Posts Tagged ‘collage’
We’re between festivals this month, so I decided to focus on some Hebrew words and phrases with the kids in my Shabbat Tot class. “Lailah tov” means “Good night”. For a craft activity, we’re making a collage quilt using squares of fabric. You could also do this activity with squares of paper if you didn’t have any spare fabric.
As a bonus, my fabric represents a number of Jewish festivals, either intentionally or via a process of creative reimagining!
This is the (very simple) backing picture prior to the fabric squares being glued on.
And this is what it looks like with the completed quilt.
Can you spot: matzah for Passover, apples for Rosh Hashanah, a candle holder for Hanukah? How about: party hats for Purim, flowers for Shavuot, a plague of insects and another of darkness for Passover, water that parted at the Red Sea, and a selection of stars of David? If you can suggest what my plain square of orange (ignoring the glue stain) might represent, please leave me a comment!
The story of Noah’s Ark is always popular with kids, and we run an annual craft session around it. Last year we made an ark mobile. This year we made a 3-D collage.
This is how I made it:
– Fold one rectangular piece of brown cardboard in half lengthwise, then cut the corners to make the curved shape of the ark. Cut a door and two windows on one side. Stick to the background piece of paper.
– Cut the top section of the ark from another piece of cardboard or paper (I used black).
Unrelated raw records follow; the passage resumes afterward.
PR #114, opened 2021-07-02
*Urgent* Updates for Collator Page to Include totalSelected Steps

themacexpert:
- Add get totalSelected steps 
- Add the candidatePoolSize step to join candidates steps
- Revise images


eshaben (commented):
Looks good to me. The only thing I would say is that the images should go in order and we're not using image 2 anymore. I think it goes 1 then 0 then 2a if you're reading through the document. So maybe just update it to be 0, 1, 2 🤷‍♀️ 

Not super important though, can be circled back to, as I see this is marked urgent

themacexpert:
Thanks Erin! Updated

– Print out or draw animals. You can find a selection of animals on white background on the Schleich website (they make realistic miniature plastic animals). Cut them out and glue onto the top and inside of your ark. Alternatively, use animal stickers. Line some up with the door or windows for a nice effect.
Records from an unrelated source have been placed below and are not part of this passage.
PR #592, opened 2020-01-09
typescript(vx-demo): rewrite Dots + Streamgraph examples in TypeScript

williaster:
### :memo: Documentation

This PR is part of #579 to re-write the `vx-demo` site in TypeScript. It re-writes the `Dots` + `Streamgraph` examples in TypeScript. 

### 🚀 Enhancements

– Add Noah, his faithful yet nameless wife, the rainbow and a dove. I made the dove “flying” on a strip of cardboard bent over and glued on. (see below)
The joy of this design (the folded over ark) is that you can fill the inside with even more animals!
Above: Hatches closed. Below: letting it all hang out.
This is an easy Sukkot craft activity for young children.
– light card for background, any colour. I used A4 size.
– some popsticks, to form the walls of the sukkah.
– selection of leaves or small sprigs of greenery, to form the roof of the sukkah. The flatter they are, the easier they stick to the page. I used what was available in my back yard – gum leaves, ferns and lavender.
– pictures of a table & chairs (to go inside the sukkah), a lulav and etrog (it’s not Sukkot without them!), stars (to decorate or go into the sky above the sukkah), and your child (so they can put themselves into the picture).
– decorations (pictures, confetti etc) – or draw your own.
You could cut picture from magazines, use photos or draw them yourself, but I find it easiest to use Google’s image search to find something suitable, then put all the pictures into one page using Microsoft Publisher and print off as many copies as I needed.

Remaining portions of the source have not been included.